Description
This volume includes the lectures delivered during the 2024 edition of the International School of Physics "Enrico Fermi" as part of the course Nuclear Physics from a Broad Perspective. Dedicated to the memory of Ricardo A. Broglia, this book reflects his extensive scientific interests in quantum many-body systems. The lectures cover a diverse range of topics in nuclear structure and reactions both from the theoretical and experimental point of view, including ab initio and density functional methods, collective excitations, shape coexistence, fission, gamma spectroscopy, direct reaction theory, pairing phenomena in nuclei and other fermionic systems.

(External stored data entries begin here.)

PR #3083, opened 2023-02-16
[CI] Integration tests - add parameter to allow TestIntegration#cli_server to change ENV

MSP-Greg:
### Description

`test_plugin_systemd.rb` should be able to run parallel, except one test is setting `ENV["WATCHDOG_USEC"]` in the test process.

Add an `env` keyword parameter to `TestIntegration#cli_server` so it can set ENV values in the sub-process.

This allows `test_plugin_systemd.rb` to run parallel.

### DIFF
--- a/test/helpers/integration.rb
+++ b/test/helpers/integration.rb
@@ -65,7 +65,14 @@ class TestIntegration < Minitest::Test
     assert(system(*args, out: File::NULL, err: File::NULL))
   end
 
-  def cli_server(argv, unix: false, config: nil, merge_err: false, log: false, no_wait: false, puma_debug: nil)
+  def cli_server(argv,  # rubocop:disable Metrics/ParameterLists
+      unix: false,      # uses a UNIXSocket for the server listener when true
+      config: nil,      # string to use for config file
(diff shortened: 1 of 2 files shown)


test/helpers/integration.rb
```diff
@@ -65,7 +65,14 @@ def silent_and_checked_system_command(*args)
     assert(system(*args, out: File::NULL, err: File::NULL))
   end
 
-  def cli_server(argv, unix: false, config: nil, merge_err: false, log: false, no_wait: false, puma_debug: nil)
+  def cli_server(argv,  # rubocop:disable Metrics/ParameterLists
+      unix: false,      # uses a UNIXSocket for the server listener when true
```
nateberkopec, line 69: Nice, I like the docs

nateberkopec (approved):

MSP-Greg:
I checked the 'Tests' workflow runs over the past three days.  There were several TruffleRuby fails with the above test.  Interesting that Ubuntu jobs didn't fail, but setting ENV values in the test process is often asking for trouble, as it may affect other tests.   Note that the test was running serial then, now it's parallel, and seems to be passing...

The scientific activity of Ricardo Broglia.- Fermionic equations of motion in strongly correlated media applications to the nuclear many body problem.- Ab initio computations of atomic nuclei.- Nuclear Structure with state of the art.- Dipole excitations in atomic nuclei from Scissors Pygmies and Giants.- Indirect method for nuclear reactions and the role of the self energy.- Nuclear fission from a theoretical perspective.- Superfluidity in Fermi systems within the framework of Density Functional Theory.- Bose Einstein Condensation and Super fluidity in Ultra cold Atomic Gases.- Giant Dipole Resonance in hot nuclei.- Sub-barrier fusion and transfer reactions.
E. Vigezzi is a former Director of Research at the Istituto Nazionale di Fisica Nucleare (INFN) based in Milano, Italy. As a specialist in theoretical nuclear structure, one of his main research interests addresses the variety of elementary modes of excitation and the interactions between them, their effects on pairing correlations and their study by direct reactions.
F. Barranco is a Full Professor at the University of Seville, Spain. He is a specialist in nuclear structure theory, with an emphasis in the study of pairing and collective effects on low-energy spectra. He has made important contributions to the recent developments in nuclear field theory, especially concerning its application to a variety of weakly-bound systems.
G. Potel has recently joined the University of Seville, after being appointed at the Facility of Rare Isotopes Beams (FRIB), in Michigan, and at the Lawrence Livermore National Laboratory, in California. He is a specialist in nuclear reaction theory, and in its connections to nuclear structure. In particular, he has worked extensively on the theoretical description of two-nucleon transfer processes in connection with the experimental study of pairing phenomena in nuclei.